Directors

Professor David Herd (School of English)
David Herd is a poet, critic and co-organiser of the project Refugee Tales. His work is at the intersection of literature and human rights. He has published widely on the politics of human movement and on modern and contemporary poetry and poetics and has held visiting fellowships at George Mason University, Simon Fraser University and the Writing Center Gloucester, MA.

Dr Natasha Saunders (School of International Relations)
Based in the School of International Relations, Dr Natasha Saunders is a political theorist working on forced migration. Her work has examined resistance/activist movements by refugees and asylum seekers, and the historical development, and politics, of ‘the refugee problem’. Her current research focuses on digitised border controls and the ethical and human rights challenges that they pose.
Affiliated Researchers

Dina Nayeri (School of English)
Dina Nayeri’s critically acclaimed books, essays, and stories are published in 20+ countries and taught in schools across Europe and the US. Who Gets Believed? (2023) was a finalist for the National Book Critics Circle award and the Dayton Literary Peace Prize. In reviewing it, The Guardian called her “a master storyteller of the refugee experience.” The Ungrateful Refugee (2019) was a finalist for the Kirkus Prize, Los Angeles Times Book Prize, and won Germany’s Geschwister Scholl Preis. The Observer called it “a work of astonishing, insistent importance.” A fellow at the Columbia Institute for Ideas and Imagination in Paris and winner of a National Endowment for the Arts literature grant and the UNESCO City of Literature Paul Engle Prize, Dina’s essays and stories have been published in The New York Times, The New Yorker, The Guardian, Granta, Best American Short Stories, O. Henry Prize Stories, and many other publications. She is a graduate of the Iowa Writers Workshop, Harvard Business School, and Princeton and is now a Reader at the University of St Andrews

Professor Anthony F. Lang Jr (School of International Relations)
Anthony F Lang, Jr (Tony) is a Professor of International Political Theory in the School of International Relations at the University of St Andrews. He was an assistant professor of political science at the American University in Cairo, Egypt from 1996-2000. From 2000-2003, he served as a programme officer at the Carnegie Council for Ethics in International Affairs. Prior to arriving in St Andrews in 2004, he taught courses at Yale University, Bard College and Albright College. He is currently the editor of the Journal of International Political Theory and was one of the founding editors of Global Constitutionalism and serves on the editorial boards of Ethics & International Affairs and Human Rights Review. He created the Centre for Global Constitutionalism (now the Centre for Law and Global Governance) at the University of St Andrews. He has served as a consultant to the UNODC on ethics in higher education and the UK Ministry of Defence on the legal and ethical use of force. He has published three single authored books and edited or co-edited ten others and published numerous articles and book chapters. His scholarship sits at the intersection of politics, law and ethics at the global level. He has written about global constitutionalism, universal values, the just war tradition, political responsibility, international law, Middle East politics, and human rights. His publications can be found here.

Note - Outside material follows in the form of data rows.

PR #11211, opened 2026-05-06
chore: breakdown query range function

tushar-signoz:
## Pull Request

---

### 📄 Summary

Refactor `querier.QueryRange` by breaking the ~250-line function into focused helpers. No behavior change — same inputs produce the same outputs and warnings; the responsibilities are just easier to read and test.

Extracted helpers in `pkg/querier/querier.go`:
- `constructTraceOperatorDependencyMap` — parses `QueryBuilderTraceOperator` expressions and returns the set of dependency query names.
- `adjustStepInterval` (+ `clampStep`, `secondsStep`) — normalizes step intervals per signal (trace/log, meter, metric, PromQL, trace-operator), computes per-signal recommended/min bounds once per call, and returns clamp warnings. Replaces five near-identical step-clamp blocks.
- `populateQBEvent` — fills the `QBEvent` telemetry struct (signal flags, filter/group-by applied, ClickHouse source detection).
- `resolveMetricMetadata` — fetches metric temporality and type via `FetchTemporalityAndTypeMulti`, patches each metric-aggregation spec in place, returns the set of fully-missing-metric query names, and surfaces dormant-metric warnings / `NotFound` errors.

The main `QueryRange` body now reads as a small pipeline: build the QB event → resolve trace-operator deps → adjust step intervals → resolve metric metadata → run queries → assemble response. The per-query type switch also uses the new `QueryEnvelope` accessors (`GetQueryName`, `GetType`, `GetStepInterval` / `SetStepInterval`, `GetSource`, `GetFilter`, `GetGroupBy`) instead of repeating the same type assertions inline.

#### Issues closed by this PR

Fixes https://github.com/SigNoz/engineering-pod/issues/4374

---

### ✅ Change Type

Professor Nicki Hitchcott (School of Modern Languages)
Nicki Hitchcott is Professor of French and African Studies in the School of Modern Languages. She is a specialist in postcolonial literatures in French and English, particularly fiction from sub-Saharan Africa. Funded by the AHRC, the British Academy, the Leverhulme Trust and the RSE, her research has focused on West African women’s writing, migrant fiction, cultural responses to the 1994 Genocide against the Tutsi in Rwanda, Belgian colonialism, and ecotexts. She published 3 single-authored monographs, a further 9 co-authored/co-edited volumes, and over 40 peer-reviewed articles and chapters. She is currently working with Alice Karekezi (University of Rwanda) and John McInally (St Andrews) on the stories of Métis children abducted from the former Belgian empire in Africa.

Dr Rahul Rao (School of International Relations)
Rahul Rao is Reader in International Political Thought in the School of International Relations at the University of St Andrews. He has research interests in postcolonial and queer theory and the politics of South Asia and is embarking on a new project that engages with the more-than-human turn in the humanities and social sciences. He is the author of three books: The Psychic Lives of Statues: Reckoning with the Rubble of Empire (Pluto Press, 2025), Out of Time: The Queer Politics of Postcoloniality (OUP, 2020), and Third World Protest: Between Home and the World (OUP, 2010). He is a member of the Radical Philosophy editorial collective.